Common Pitfalls and Recommended Patterns
- Exporting DBC archives with sensitive outputs: use source format for version control to avoid leaking data.
- Importing Jupyter notebooks with incompatible libraries: verify dependencies are available on the cluster.
- Not using
--overwritewhen re-importing: without it, the CLI fails if the notebook already exists. - Relying on manual import/export instead of Repos: use Git integration for ongoing development.
- Importing large DBC archives into the wrong folder: always verify the target path before importing.
- Forgetting that source format loses outputs and metadata: re-run cells after importing source files.
Frequently Asked Questions
Can I import a folder of notebooks at once?

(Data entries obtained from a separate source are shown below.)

PR #2710, opened 2021-04-12
Remove port

ChrisBAshton:
It doesn't seem to be necessary to provide a port number.

### DIFF
--- a/test/service_consumers/pact_helper.rb
+++ b/test/service_consumers/pact_helper.rb
@@ -19,8 +19,7 @@ class ProxyApp
 
   def call(env)
     env["HTTP_HOST"] = "localhost"
-    response = @real_provider_app.call(env)
-    response
+    @real_provider_app.call(env)
   end
 end
 
--- a/test/service_consumers/pact_helper.rb
+++ b/test/service_consumers/pact_helper.rb
@@ -16,7 +16,7 @@ class ProxyApp
   end
 
   def call(env)
-    env["HTTP_HOST"] = "localhost:3003"
+    env["HTTP_HOST"] = "localhost"
     response = @real_provider_app.call(env)
     response
   end
--- a/test/service_consumers/pact_helper.rb
+++ b/test/service_consumers/pact_helper.rb
@@ -10,6 +10,8 @@ Pact.configure do |config|
   config.include GdsApi::TestHelpers::ContentStore
 end
 
+WebMock.allow_net_connect!
+
 class ProxyApp
   def initialize(real_provider_app)
     @real_provider_app = real_provider_app


test/service_consumers/pact_helper.rb
```diff
@@ -10,13 +10,15 @@
...
 class ProxyApp
   def initialize(real_provider_app)
     @real_provider_app = real_provider_app
   end
 
   def call(env)
-    env["HTTP_HOST"] = "localhost:3003"
+    env["HTTP_HOST"] = "localhost"
     response = @real_provider_app.call(env)
     response
```
thomasleese, line 23:
```suggestion
    @real_provider_app.call(env)
```

Not related to this PR, but I did notice this could be a bit tidier.

thomasleese (approved):

test/service_consumers/pact_helper.rb
```diff
@@ -10,15 +10,16 @@
...
 class ProxyApp
   def initialize(real_provider_app)
     @real_provider_app = real_provider_app
   end
 
   def call(env)
-    env["HTTP_HOST"] = "localhost:3003"
-    response = @real_provider_app.call(env)
-    response
+    env["HTTP_HOST"] = "localhost"
```
kevindew, line 21: Awesome that this is working, my comment is probably not needed as it looks like things have moved forward.

Do we know quite what this is used for? I'm a bit suspicious of it since it doesn't have a port. I'm thinking that it's actually only used for redirect testing, which makes it have very little affect in this repo as the tests don't use redirects (it just gets us around:  https://github.com/alphagov/frontend/blob/5023f6f5aaae13891d7b29aad37020c854173940/config/environments/development.rb#L49)

I'm expecting that, for a test suite that features absolute redirects, that it doesn't matter what this value is but the service consumer needs to match whatever the provider generated the pacts with. So I'm imagining we'll need the provider to be able to specify an env var to override this.

ChrisBAshton: Beginning to suspect we _do_ need to sync the port between the provider and the consumer.
See this test run: https://ci.integration.publishing.service.gov.uk/job/gds-api-adapters/job/simplify-pact-verify/6/console

Will need to investigate when I get back. (Have to leave for a couple of hours).

kevindew: Ah yes, the absolute URL's. In my previous comment I focused on just redirects but the same would apply for any absolute URL's in a response. 

It's not that we do need the port specifically but there needs to be agreement on the host (since port forms part of it). 

Happy to have a chat with you about it, I suspect there are some good ways to solve this we've not yet considered.

PR #2719, opened 2021-04-16
Consolidate presentation of addresses

sihugh:
This should make it easier to keep the address presentation consistent, and removes some use of `html_safe` which we should minimise when calling from external sources.


hannako (approved):
A beautiful refactor!

PR #2721, opened 2021-04-16
Add some validation/sanitisation of inputs

sihugh:
I've also inverted the controller flow, as it worked out easier to have the default at the end.

The second commit actually disappears in the end, but it helped me work out where I was going.


hannako (approved):
👍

Yes. Use databricks workspace import_dir to import an entire directory of source files, or import a DBC archive that contains multiple notebooks.
Does importing overwrite existing notebooks?
Only if you use the --overwrite flag. Without it, the import fails if a notebook already exists at the target path.
Can I export notebooks with their outputs?
Yes. Use DBC, Jupyter, or HTML formats to preserve cell outputs. Source format exports only the code.
Should I use DBC or source format for backups?
Use DBC for full backups (preserves outputs and metadata). Use source format for Git-based version control (cleaner diffs, no binary data).